Start of Dataset extract

PR #55, opened 2024-04-23
MGMT-17619: Align cluster install usage with hive expectations

carbonin:
~~Built on https://github.com/openshift/image-based-install-operator/pull/52~~ Merged
~~Requires https://github.com/openshift/hive/pull/2267~~ Merged

Hive will copy the cluster metadata, set the installed field, and will also only set conditions if the message or reason was updated.

Resolves https://issues.redhat.com/browse/MGMT-17619


carbonin:
Without https://github.com/openshift/hive/pull/2267 hive will still update the cluster deployment when provisioning finishes (successfully or not), but not while the process is ongoing.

End of Dataset extract

▶ Assignment: The string to find is "Merged"; copy every line of the listing that has it.

▶ Response below:
~~Built on https://github.com/openshift/image-based-install-operator/pull/52~~ Merged
~~Requires https://github.com/openshift/hive/pull/2267~~ Merged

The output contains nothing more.